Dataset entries
_____

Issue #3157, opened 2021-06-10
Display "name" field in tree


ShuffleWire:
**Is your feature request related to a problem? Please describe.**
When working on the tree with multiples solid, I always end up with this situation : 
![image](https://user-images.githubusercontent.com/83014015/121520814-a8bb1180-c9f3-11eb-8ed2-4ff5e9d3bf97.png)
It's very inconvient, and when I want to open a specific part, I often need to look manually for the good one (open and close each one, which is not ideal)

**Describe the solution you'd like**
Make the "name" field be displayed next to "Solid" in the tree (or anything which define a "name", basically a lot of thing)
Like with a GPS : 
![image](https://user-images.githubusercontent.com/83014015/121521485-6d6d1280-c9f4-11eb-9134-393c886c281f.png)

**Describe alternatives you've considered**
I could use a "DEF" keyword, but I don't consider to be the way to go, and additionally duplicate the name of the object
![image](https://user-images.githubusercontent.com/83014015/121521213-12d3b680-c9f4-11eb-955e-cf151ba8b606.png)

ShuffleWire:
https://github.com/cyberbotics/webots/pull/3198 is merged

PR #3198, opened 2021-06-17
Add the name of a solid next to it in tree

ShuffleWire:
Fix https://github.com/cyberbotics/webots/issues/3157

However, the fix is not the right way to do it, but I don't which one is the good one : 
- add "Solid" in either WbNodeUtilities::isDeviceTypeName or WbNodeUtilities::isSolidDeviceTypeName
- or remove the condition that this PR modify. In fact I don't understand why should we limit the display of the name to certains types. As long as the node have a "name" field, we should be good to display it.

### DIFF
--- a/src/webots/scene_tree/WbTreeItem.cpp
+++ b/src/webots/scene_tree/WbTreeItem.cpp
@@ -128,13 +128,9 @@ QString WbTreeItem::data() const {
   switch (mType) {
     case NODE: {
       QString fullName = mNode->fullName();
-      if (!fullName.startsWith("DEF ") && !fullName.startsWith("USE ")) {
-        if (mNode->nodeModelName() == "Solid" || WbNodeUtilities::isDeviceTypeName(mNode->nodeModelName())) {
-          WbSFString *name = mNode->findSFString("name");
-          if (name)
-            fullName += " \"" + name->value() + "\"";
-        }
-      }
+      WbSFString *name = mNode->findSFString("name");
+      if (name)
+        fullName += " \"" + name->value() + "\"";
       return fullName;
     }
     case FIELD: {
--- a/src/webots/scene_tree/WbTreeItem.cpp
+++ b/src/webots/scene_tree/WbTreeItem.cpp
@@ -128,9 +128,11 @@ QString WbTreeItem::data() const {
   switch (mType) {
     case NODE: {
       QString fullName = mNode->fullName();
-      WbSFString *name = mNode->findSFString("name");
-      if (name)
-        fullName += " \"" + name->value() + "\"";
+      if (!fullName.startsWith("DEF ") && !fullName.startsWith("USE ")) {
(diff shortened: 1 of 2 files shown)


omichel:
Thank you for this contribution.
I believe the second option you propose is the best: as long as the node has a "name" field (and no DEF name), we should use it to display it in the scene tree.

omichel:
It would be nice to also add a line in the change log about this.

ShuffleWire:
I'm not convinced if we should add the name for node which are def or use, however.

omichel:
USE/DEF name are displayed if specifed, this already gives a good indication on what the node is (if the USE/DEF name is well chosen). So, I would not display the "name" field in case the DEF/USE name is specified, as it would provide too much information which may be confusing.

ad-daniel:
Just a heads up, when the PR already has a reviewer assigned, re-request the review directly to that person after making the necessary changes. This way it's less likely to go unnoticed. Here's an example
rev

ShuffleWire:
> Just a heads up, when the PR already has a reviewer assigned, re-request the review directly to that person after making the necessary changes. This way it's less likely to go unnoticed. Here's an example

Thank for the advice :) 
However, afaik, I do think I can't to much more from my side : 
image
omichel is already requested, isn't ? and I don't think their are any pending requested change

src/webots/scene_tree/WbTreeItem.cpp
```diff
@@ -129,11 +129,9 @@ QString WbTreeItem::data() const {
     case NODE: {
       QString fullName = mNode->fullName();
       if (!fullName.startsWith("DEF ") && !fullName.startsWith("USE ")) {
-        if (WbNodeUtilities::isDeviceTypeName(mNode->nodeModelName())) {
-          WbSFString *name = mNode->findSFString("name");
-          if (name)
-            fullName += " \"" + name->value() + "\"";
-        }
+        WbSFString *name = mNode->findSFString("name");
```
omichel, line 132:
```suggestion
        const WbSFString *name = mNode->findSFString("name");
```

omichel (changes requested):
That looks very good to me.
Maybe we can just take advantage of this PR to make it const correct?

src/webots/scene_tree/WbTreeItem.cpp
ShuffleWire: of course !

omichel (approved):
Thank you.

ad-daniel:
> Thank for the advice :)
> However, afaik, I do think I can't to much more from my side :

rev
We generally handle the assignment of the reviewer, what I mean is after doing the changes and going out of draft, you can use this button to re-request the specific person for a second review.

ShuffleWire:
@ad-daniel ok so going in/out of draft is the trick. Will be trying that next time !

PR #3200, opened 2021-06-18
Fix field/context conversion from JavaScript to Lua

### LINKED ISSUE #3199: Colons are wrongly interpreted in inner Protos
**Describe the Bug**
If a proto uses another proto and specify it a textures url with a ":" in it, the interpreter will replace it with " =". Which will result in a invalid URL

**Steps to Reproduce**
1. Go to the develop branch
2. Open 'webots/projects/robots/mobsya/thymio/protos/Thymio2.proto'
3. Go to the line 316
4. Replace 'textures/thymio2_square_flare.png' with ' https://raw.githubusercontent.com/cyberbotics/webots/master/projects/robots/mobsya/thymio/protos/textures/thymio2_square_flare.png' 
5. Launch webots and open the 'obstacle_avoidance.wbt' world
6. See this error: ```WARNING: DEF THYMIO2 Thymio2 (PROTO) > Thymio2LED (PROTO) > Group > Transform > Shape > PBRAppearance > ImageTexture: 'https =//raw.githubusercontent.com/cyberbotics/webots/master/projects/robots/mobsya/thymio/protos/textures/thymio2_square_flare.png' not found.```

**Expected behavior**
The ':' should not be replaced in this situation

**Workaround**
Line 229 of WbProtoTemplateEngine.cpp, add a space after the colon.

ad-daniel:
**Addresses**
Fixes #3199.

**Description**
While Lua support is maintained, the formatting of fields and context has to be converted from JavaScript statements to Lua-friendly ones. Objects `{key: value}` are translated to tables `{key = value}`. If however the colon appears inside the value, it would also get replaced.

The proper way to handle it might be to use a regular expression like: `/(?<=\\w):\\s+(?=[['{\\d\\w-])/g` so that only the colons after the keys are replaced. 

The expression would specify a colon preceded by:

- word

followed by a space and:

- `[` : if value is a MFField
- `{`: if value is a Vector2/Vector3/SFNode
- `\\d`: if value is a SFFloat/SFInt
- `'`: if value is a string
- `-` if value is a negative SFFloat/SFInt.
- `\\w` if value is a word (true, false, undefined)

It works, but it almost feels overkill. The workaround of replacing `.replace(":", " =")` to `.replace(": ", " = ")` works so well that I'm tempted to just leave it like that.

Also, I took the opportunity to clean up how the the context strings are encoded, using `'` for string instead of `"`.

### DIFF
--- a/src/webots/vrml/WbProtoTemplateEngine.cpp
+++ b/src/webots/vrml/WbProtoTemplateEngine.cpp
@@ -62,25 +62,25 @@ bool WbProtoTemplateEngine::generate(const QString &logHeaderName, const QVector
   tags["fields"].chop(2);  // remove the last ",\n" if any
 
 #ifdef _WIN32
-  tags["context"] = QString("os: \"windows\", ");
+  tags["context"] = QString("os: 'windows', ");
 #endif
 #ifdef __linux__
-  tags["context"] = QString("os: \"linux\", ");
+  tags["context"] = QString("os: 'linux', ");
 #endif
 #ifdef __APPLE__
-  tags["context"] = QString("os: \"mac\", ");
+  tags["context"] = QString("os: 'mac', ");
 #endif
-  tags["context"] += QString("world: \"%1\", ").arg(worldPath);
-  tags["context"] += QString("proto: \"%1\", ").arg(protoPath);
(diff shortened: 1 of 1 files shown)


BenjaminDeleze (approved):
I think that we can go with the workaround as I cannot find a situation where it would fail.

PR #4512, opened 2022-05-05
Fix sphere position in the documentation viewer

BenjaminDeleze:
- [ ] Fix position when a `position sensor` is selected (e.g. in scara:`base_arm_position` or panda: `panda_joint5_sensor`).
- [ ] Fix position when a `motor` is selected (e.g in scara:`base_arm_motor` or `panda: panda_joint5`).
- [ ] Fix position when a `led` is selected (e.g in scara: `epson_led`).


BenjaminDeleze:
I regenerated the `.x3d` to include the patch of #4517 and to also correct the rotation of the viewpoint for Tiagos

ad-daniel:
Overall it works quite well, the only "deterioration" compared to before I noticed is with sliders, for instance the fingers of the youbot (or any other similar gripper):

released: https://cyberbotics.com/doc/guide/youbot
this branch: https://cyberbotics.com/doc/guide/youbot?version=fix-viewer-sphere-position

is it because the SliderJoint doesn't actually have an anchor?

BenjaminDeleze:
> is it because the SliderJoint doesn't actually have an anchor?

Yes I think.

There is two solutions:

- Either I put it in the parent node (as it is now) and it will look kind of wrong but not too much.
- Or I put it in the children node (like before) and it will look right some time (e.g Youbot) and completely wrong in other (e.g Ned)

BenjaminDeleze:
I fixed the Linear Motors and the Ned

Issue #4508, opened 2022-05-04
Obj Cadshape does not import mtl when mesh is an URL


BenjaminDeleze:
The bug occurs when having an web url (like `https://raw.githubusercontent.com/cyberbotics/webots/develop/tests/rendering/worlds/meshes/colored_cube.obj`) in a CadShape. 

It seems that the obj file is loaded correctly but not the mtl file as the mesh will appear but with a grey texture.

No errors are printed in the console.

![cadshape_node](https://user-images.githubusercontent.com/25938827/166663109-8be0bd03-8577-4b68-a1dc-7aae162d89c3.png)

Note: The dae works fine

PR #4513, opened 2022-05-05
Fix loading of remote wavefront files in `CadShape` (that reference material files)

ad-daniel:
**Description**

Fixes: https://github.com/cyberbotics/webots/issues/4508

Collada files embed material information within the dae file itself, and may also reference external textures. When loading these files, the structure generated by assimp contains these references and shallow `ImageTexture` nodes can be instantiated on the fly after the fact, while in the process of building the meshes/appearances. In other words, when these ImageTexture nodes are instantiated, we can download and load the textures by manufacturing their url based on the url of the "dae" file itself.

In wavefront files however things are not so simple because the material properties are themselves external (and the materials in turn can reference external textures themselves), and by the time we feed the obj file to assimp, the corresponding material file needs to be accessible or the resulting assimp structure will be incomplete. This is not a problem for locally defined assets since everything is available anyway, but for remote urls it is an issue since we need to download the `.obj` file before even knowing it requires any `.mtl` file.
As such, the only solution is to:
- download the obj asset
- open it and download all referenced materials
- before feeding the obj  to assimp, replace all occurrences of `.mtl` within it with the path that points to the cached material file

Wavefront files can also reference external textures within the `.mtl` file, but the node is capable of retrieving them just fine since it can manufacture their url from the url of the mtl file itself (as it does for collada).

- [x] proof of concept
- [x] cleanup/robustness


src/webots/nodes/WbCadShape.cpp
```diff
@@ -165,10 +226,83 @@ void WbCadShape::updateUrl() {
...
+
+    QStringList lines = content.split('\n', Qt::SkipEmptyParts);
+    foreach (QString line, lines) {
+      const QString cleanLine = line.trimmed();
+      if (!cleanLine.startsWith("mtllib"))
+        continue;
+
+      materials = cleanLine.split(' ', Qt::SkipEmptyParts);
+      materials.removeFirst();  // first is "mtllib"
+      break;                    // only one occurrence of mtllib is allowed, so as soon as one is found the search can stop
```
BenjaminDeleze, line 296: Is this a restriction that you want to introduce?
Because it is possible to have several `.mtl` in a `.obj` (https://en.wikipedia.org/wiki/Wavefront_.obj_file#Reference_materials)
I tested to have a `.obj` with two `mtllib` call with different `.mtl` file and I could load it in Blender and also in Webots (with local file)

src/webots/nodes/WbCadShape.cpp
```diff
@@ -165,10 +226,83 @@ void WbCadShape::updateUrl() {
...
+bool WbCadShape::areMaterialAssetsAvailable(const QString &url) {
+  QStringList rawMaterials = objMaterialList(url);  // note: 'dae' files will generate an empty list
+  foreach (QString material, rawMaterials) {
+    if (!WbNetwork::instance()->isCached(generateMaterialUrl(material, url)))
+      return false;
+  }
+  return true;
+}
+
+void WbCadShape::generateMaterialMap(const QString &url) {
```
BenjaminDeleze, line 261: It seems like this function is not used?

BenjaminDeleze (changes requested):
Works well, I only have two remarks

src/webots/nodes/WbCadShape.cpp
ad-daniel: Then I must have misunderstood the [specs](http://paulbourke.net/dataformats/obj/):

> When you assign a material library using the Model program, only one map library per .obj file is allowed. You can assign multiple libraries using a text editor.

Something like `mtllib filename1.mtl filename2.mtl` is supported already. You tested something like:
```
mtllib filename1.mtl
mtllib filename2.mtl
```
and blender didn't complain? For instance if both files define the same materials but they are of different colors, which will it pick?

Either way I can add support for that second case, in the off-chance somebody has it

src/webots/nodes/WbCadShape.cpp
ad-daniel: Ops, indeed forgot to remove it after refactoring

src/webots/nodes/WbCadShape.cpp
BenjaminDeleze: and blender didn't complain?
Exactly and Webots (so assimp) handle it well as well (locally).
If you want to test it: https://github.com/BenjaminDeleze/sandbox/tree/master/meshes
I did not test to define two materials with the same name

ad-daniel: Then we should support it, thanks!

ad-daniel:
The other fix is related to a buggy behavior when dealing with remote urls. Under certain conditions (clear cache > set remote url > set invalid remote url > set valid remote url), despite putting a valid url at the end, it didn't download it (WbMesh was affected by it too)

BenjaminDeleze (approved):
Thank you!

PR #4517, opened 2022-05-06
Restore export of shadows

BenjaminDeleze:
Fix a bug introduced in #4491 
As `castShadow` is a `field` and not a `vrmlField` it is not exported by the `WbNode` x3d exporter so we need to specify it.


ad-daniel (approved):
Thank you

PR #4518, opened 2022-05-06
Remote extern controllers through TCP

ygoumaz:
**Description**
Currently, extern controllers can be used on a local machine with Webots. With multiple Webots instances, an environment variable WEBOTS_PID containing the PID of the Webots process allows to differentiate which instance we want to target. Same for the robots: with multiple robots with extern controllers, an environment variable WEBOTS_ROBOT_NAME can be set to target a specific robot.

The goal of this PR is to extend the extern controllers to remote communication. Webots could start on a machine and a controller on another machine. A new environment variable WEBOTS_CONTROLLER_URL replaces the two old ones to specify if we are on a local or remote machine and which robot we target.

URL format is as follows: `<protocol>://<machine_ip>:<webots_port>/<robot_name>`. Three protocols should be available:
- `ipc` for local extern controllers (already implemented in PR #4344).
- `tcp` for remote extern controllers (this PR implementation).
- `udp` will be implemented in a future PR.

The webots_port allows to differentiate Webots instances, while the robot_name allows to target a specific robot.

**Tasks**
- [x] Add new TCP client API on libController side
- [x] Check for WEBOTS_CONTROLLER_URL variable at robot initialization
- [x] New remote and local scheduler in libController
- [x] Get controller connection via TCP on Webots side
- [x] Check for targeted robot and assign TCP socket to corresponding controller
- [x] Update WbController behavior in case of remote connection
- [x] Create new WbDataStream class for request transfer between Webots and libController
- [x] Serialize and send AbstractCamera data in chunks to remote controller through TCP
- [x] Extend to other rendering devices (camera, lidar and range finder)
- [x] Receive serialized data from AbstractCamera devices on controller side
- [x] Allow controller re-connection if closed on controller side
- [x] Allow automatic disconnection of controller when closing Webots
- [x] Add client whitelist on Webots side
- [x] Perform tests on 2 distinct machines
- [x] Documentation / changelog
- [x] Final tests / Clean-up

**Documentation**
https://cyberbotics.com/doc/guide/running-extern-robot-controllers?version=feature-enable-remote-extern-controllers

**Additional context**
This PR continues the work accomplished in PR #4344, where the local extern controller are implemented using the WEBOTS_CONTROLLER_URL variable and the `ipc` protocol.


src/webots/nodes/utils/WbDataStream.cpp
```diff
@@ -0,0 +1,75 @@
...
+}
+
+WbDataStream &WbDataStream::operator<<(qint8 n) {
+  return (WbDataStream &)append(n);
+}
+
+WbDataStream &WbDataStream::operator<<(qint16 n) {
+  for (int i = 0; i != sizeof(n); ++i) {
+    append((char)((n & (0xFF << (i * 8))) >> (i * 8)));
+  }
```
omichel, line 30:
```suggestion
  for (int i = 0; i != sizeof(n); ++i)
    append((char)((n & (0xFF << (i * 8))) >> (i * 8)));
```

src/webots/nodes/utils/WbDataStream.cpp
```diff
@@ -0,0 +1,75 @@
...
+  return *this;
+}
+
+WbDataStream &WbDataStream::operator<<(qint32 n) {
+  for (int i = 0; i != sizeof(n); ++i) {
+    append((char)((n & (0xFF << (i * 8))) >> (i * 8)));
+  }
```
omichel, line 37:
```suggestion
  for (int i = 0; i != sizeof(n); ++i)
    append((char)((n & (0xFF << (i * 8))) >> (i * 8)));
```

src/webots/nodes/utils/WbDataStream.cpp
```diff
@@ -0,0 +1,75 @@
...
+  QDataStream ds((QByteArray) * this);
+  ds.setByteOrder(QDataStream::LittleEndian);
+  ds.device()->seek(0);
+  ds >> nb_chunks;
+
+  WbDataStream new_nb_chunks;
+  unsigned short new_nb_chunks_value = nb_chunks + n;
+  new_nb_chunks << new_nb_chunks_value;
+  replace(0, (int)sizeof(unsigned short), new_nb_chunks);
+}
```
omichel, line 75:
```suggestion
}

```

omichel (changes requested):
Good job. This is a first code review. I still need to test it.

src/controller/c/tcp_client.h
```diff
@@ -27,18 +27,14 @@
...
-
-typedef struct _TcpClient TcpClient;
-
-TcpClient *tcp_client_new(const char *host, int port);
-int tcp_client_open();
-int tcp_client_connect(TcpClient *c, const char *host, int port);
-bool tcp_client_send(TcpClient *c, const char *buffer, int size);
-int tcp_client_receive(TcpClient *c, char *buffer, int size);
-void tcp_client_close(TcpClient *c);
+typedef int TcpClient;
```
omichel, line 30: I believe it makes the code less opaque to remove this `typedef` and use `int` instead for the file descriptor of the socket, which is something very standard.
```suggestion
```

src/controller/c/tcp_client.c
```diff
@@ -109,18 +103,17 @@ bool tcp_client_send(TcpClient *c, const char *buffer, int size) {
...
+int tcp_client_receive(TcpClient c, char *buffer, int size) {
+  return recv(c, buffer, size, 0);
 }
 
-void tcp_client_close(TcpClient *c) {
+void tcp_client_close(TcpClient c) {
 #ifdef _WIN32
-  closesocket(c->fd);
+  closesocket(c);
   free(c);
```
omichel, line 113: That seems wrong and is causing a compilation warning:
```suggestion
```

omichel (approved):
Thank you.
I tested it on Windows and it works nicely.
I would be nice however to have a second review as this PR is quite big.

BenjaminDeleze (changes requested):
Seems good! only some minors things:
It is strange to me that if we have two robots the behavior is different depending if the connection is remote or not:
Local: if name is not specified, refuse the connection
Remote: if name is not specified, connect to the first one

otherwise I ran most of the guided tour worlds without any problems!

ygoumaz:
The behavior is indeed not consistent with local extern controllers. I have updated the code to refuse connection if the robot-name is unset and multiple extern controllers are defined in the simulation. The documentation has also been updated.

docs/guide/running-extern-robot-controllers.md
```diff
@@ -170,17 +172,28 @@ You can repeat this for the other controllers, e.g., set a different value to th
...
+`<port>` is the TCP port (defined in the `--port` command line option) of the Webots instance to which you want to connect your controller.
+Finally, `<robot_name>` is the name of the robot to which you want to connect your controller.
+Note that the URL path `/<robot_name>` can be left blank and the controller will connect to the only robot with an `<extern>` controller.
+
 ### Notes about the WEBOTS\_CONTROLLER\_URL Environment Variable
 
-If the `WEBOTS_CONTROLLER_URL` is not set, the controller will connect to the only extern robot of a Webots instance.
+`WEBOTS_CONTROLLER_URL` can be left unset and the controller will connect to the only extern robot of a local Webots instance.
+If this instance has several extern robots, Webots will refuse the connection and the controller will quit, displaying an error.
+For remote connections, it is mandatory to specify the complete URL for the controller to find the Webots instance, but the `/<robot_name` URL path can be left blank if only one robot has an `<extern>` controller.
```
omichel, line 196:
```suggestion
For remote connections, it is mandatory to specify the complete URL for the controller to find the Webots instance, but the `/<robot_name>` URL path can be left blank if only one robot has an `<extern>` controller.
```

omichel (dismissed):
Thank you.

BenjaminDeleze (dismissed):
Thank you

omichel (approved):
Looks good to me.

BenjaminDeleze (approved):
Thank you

_____

- **What you need to do**
Copy, from the lines above, each one that holds "displayed".

- **Response area**
Make the "name" field be displayed next to "Solid" in the tree (or anything which define a "name", basically a lot of thing)
USE/DEF name are displayed if specifed, this already gives a good indication on what the node is (if the USE/DEF name is well chosen). So, I would not display the "name" field in case the DEF/USE name is specified, as it would provide too much information which may be confusing.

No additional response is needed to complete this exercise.